_TASK OBJECTIVE_
Please report how many lines in the data underneath hold the word "optional", with no other text.
Segment Start: SUPPLIED MATERIAL
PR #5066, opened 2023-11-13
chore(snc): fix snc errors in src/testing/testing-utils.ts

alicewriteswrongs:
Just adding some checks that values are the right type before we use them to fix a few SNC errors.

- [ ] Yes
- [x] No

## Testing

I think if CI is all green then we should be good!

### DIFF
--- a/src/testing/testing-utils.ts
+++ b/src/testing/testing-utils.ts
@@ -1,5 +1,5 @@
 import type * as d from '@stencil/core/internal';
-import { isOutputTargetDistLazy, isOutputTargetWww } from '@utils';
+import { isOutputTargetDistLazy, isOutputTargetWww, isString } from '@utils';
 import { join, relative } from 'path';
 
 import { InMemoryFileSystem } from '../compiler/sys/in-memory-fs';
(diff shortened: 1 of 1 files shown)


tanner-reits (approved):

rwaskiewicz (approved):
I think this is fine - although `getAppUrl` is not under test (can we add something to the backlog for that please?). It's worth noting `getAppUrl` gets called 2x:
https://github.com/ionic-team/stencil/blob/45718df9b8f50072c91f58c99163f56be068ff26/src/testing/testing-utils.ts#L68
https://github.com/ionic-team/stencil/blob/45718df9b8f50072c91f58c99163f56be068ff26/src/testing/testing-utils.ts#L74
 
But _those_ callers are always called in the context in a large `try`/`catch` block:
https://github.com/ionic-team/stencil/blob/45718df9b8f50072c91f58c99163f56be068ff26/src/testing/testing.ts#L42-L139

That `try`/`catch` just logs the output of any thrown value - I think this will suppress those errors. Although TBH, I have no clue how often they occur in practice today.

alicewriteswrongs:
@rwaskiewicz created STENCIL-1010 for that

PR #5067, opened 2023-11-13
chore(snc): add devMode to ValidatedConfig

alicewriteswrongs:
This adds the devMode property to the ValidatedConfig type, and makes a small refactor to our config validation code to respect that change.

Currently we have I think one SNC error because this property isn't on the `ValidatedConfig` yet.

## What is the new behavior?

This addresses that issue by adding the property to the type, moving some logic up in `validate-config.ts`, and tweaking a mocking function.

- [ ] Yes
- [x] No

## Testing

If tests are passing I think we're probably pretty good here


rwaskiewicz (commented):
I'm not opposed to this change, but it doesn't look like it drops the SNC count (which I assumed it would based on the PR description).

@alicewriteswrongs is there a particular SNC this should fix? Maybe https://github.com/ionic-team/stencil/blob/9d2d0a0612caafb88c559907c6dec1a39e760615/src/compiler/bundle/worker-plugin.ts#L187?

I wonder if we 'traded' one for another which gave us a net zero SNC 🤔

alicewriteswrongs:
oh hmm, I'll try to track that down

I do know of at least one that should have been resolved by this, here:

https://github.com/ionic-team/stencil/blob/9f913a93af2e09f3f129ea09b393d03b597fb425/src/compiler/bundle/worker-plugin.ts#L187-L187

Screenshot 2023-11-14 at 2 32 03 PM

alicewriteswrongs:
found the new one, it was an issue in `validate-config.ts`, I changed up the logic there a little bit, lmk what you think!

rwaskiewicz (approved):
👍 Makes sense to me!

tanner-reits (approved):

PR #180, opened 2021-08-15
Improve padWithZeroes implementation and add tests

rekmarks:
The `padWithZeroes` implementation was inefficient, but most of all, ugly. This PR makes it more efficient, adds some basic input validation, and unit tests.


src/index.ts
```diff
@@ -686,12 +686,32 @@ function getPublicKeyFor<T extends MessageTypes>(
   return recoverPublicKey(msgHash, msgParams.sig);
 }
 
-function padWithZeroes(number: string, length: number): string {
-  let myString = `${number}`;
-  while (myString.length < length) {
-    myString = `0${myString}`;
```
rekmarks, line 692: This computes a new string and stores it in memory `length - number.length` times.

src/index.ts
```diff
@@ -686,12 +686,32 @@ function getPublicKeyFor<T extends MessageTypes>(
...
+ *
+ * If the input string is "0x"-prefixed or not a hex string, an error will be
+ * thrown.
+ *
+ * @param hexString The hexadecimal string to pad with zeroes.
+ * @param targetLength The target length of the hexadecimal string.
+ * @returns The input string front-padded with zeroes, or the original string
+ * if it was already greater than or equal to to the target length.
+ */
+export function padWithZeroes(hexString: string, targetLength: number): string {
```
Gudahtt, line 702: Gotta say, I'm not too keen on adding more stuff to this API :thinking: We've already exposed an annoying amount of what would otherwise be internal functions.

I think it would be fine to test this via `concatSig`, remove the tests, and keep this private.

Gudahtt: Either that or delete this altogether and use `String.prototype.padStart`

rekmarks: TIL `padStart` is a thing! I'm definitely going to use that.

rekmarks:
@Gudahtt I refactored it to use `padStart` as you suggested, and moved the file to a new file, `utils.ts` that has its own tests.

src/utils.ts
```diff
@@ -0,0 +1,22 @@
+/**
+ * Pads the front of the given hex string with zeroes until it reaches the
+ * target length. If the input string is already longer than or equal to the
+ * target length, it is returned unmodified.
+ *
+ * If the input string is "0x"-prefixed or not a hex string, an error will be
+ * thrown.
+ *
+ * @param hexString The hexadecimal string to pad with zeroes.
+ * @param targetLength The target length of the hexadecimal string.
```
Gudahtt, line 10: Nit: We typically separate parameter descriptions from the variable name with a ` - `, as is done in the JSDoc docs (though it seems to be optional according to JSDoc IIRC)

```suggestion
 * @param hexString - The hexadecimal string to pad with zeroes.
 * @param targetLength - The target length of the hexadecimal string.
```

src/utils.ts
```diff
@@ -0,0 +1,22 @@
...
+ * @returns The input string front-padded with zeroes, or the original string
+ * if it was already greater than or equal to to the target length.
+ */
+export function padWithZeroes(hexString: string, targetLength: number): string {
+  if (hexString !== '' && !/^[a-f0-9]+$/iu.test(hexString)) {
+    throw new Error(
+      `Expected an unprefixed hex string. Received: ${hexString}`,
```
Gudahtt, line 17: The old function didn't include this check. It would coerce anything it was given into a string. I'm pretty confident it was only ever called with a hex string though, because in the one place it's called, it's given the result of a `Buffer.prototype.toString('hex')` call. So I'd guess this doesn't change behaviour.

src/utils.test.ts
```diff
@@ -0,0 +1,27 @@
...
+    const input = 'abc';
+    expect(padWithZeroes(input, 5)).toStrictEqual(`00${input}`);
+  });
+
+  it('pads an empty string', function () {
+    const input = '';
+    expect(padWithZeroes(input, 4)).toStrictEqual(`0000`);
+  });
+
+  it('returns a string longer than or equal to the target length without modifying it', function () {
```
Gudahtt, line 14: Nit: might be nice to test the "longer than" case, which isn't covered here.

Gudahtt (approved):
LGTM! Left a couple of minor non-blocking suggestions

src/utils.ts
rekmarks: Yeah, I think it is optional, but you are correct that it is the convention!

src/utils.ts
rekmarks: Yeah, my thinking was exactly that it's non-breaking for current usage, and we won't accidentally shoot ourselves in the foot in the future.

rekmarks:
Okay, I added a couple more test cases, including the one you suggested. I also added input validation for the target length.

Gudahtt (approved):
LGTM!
Segment End: SUPPLIED MATERIAL
Segment Start: SUPPLIED MATERIAL
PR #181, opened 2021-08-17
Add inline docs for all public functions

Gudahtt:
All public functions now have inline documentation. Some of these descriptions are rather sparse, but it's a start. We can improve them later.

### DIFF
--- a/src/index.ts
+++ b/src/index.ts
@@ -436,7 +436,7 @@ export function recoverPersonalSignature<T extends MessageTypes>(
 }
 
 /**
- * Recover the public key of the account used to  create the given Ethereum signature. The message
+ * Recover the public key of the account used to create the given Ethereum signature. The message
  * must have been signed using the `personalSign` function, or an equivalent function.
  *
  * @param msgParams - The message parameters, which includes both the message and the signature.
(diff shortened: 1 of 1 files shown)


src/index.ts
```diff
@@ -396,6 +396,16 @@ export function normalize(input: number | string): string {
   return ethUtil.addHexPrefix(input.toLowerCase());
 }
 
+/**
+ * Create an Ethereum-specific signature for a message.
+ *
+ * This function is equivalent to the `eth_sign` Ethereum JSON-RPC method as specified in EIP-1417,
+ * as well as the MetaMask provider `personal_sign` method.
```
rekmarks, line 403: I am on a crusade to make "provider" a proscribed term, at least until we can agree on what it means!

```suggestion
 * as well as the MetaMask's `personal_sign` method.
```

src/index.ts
Segment End: SUPPLIED MATERIAL
_SOLUTION TO THE EXERCISE_
2